# [Work required]
The required lines are those that contain "similar"; pull them out of the data and copy them.

# [Material supplied]
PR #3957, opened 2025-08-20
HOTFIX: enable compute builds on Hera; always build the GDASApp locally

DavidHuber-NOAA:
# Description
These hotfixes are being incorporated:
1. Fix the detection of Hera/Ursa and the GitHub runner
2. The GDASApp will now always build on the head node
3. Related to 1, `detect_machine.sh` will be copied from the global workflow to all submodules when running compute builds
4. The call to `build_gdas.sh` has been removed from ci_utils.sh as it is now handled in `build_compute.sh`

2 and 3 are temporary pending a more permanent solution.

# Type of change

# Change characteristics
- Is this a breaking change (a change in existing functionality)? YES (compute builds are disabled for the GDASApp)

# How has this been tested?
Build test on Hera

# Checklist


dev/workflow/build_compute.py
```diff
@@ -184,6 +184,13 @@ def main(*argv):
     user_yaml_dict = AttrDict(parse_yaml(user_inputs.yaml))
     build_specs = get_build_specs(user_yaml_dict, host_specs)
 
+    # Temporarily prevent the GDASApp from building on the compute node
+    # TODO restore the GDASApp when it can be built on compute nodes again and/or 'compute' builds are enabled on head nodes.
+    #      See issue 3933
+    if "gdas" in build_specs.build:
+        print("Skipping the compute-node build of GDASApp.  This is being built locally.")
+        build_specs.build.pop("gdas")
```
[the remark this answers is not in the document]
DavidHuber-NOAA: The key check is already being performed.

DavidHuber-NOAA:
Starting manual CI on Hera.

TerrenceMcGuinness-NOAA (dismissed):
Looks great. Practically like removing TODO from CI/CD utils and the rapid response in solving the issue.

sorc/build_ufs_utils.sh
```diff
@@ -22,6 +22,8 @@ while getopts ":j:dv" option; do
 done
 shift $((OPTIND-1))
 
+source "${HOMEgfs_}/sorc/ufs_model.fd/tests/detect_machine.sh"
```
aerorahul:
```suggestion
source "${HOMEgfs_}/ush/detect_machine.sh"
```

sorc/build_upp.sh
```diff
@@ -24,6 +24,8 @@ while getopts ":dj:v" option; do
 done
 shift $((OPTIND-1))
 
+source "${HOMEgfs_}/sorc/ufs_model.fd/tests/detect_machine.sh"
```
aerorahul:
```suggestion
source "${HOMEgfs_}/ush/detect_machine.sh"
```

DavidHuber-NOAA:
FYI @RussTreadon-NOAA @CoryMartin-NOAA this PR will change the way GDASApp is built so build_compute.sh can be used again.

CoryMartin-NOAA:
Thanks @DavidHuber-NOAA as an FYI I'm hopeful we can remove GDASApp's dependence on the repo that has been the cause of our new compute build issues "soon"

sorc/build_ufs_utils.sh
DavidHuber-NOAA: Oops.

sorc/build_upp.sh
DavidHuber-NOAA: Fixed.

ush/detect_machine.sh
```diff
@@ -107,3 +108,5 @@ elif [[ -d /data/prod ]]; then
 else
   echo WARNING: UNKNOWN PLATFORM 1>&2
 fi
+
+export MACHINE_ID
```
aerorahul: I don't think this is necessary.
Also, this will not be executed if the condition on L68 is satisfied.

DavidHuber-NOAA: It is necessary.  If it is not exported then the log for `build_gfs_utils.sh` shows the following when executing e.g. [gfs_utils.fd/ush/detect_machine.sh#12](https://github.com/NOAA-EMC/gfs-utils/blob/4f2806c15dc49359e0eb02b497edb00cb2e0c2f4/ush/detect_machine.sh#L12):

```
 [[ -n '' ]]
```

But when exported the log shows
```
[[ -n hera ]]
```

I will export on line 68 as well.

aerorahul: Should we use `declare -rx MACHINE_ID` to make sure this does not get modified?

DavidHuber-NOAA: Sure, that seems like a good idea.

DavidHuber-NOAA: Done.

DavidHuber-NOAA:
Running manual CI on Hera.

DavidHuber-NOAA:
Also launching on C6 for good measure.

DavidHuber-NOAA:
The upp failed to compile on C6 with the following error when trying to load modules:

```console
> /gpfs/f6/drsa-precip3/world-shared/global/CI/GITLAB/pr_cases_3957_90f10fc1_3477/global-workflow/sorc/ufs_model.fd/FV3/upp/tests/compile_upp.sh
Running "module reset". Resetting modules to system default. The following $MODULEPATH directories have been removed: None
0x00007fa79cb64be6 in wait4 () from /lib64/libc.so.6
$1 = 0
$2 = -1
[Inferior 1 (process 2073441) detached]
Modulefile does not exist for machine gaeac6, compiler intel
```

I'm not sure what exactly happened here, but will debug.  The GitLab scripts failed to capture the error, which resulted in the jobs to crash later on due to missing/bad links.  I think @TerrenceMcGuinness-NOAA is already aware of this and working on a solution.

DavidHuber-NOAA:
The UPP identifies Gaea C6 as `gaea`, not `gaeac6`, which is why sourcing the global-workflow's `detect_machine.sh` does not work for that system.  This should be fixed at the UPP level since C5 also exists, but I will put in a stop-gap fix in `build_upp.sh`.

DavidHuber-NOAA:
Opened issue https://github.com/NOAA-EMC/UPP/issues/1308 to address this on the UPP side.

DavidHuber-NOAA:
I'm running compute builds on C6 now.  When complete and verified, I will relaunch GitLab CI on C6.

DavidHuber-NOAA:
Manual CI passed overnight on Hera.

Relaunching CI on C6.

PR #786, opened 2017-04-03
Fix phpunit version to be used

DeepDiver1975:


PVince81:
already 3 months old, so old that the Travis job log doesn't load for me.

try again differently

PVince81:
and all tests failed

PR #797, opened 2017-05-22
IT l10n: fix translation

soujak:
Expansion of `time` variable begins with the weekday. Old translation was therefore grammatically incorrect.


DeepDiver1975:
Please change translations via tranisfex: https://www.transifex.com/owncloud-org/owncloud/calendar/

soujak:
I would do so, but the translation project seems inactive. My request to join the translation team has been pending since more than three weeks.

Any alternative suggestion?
* * *
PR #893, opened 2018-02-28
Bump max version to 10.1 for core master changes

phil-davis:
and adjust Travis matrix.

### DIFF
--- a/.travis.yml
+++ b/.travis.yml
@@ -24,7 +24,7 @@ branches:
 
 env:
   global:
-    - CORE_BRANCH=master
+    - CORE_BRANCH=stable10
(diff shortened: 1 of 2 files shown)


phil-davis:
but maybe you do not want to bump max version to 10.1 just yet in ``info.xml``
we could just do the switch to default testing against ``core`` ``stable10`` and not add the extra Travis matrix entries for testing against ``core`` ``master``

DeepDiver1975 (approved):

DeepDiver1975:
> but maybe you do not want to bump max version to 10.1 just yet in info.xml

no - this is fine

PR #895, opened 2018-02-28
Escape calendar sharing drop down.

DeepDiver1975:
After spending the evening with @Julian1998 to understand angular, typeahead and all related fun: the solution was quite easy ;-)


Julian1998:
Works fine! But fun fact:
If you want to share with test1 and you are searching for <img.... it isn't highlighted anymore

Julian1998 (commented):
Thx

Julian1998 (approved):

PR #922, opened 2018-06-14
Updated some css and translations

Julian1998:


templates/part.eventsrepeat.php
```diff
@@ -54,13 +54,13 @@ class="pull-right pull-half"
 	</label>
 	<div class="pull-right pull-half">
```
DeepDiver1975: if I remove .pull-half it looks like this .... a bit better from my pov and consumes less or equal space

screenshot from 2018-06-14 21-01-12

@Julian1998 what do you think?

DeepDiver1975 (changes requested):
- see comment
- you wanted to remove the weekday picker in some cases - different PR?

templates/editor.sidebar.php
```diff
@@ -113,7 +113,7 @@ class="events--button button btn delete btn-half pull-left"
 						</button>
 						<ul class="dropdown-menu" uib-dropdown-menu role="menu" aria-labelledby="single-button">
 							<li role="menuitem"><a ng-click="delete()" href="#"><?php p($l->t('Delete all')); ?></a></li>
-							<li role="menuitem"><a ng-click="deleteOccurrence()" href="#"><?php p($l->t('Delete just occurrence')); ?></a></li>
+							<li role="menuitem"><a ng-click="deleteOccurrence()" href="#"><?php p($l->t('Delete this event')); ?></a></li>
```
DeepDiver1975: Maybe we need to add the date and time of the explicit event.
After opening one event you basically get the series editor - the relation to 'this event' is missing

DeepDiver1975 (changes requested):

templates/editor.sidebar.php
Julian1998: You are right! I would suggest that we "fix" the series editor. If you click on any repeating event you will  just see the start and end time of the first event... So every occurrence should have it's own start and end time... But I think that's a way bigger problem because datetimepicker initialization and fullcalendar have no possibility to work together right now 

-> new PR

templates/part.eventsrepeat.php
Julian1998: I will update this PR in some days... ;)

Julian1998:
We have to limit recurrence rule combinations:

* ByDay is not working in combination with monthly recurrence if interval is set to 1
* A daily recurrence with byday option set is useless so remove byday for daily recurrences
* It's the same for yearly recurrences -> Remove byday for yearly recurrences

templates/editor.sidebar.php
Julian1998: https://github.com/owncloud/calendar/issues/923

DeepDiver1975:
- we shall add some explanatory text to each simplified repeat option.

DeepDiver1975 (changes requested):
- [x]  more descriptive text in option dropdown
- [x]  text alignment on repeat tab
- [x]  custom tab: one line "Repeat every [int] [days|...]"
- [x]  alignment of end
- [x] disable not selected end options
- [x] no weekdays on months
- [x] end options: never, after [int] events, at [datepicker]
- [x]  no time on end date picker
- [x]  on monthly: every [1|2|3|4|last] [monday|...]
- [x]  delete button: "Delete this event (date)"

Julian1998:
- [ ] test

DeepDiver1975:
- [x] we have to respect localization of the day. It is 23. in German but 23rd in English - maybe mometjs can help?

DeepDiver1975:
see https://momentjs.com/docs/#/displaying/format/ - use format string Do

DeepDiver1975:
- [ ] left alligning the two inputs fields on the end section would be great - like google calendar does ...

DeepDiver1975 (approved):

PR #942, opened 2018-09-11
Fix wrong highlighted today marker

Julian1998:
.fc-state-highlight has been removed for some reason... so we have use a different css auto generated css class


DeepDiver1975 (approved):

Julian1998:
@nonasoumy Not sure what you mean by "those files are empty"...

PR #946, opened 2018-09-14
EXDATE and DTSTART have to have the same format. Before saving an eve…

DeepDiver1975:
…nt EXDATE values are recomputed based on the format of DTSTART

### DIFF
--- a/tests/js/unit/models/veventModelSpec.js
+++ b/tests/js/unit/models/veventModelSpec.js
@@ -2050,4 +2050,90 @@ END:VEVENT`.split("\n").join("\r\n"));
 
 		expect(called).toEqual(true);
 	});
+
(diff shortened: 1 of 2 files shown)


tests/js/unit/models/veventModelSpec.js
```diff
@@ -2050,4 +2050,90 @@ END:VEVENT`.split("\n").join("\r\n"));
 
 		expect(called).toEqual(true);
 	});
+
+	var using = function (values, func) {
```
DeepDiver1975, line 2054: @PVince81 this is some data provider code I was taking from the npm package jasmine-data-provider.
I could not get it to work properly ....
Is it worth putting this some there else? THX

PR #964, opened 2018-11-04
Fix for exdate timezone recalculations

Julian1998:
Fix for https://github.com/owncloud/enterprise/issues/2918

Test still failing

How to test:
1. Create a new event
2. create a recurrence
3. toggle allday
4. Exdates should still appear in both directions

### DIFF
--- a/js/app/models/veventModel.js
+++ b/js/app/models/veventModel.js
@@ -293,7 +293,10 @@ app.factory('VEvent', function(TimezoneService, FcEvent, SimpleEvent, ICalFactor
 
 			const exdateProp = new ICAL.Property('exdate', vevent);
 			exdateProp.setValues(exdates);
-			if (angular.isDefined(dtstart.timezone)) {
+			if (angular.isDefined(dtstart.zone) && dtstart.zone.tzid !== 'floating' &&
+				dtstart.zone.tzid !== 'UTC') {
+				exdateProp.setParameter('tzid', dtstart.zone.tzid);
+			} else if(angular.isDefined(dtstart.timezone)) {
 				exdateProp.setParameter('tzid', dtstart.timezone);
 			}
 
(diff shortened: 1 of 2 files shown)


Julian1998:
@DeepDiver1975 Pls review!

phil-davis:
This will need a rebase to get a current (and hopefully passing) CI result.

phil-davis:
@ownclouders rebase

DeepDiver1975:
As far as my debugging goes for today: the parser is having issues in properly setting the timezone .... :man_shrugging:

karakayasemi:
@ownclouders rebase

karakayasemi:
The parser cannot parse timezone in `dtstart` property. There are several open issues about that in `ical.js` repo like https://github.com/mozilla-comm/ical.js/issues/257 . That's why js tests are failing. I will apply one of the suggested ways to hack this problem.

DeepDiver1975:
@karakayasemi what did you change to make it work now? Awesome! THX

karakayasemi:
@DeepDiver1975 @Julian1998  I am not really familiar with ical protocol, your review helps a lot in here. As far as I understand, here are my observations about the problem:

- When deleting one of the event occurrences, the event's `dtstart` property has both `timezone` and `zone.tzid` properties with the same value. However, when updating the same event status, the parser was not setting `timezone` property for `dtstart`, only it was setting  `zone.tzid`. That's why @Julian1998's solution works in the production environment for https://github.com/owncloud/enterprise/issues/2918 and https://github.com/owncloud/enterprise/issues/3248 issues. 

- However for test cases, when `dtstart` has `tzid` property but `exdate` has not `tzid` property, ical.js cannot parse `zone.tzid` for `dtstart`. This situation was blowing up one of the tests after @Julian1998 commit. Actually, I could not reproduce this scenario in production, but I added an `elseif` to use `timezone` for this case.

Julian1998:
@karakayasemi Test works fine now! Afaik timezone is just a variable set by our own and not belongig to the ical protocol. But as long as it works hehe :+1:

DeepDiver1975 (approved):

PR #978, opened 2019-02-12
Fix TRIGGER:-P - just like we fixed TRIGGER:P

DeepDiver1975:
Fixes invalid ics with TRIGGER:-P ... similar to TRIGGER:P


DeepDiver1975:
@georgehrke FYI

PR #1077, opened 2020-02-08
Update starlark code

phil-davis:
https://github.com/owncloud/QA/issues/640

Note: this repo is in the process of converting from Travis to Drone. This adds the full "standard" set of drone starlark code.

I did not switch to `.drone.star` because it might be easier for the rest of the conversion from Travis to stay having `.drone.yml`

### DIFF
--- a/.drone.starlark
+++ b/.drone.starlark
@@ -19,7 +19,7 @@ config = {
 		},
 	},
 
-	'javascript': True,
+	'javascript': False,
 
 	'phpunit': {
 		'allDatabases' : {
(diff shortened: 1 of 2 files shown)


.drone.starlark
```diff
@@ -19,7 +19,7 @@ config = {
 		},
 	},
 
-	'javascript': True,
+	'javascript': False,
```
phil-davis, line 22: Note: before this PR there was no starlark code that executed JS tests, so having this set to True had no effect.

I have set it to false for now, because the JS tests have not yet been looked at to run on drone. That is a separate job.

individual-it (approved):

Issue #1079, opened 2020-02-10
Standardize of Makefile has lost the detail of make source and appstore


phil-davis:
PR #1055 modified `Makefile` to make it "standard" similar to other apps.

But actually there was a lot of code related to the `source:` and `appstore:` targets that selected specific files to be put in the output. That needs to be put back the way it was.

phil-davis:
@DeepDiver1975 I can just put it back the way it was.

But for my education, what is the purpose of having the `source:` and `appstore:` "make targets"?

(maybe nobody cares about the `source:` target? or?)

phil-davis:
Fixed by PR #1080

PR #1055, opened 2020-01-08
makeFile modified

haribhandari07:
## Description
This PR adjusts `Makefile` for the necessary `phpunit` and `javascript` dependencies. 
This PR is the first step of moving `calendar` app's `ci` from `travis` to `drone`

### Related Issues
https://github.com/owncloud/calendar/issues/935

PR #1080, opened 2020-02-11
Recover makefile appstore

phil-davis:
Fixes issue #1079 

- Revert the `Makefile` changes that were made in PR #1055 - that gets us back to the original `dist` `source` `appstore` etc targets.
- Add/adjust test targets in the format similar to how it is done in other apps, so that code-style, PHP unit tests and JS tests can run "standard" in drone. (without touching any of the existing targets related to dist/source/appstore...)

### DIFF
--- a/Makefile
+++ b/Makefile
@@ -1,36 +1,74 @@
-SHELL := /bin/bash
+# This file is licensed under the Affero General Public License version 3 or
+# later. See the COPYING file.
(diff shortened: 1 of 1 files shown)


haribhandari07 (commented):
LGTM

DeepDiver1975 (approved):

# [Exercise result]
Fixes invalid ics with TRIGGER:-P ... similar to TRIGGER:P
PR #1055 modified `Makefile` to make it "standard" similar to other apps.
- Add/adjust test targets in the format similar to how it is done in other apps, so that code-style, PHP unit tests and JS tests can run "standard" in drone. (without touching any of the existing targets related to dist/source/appstore...)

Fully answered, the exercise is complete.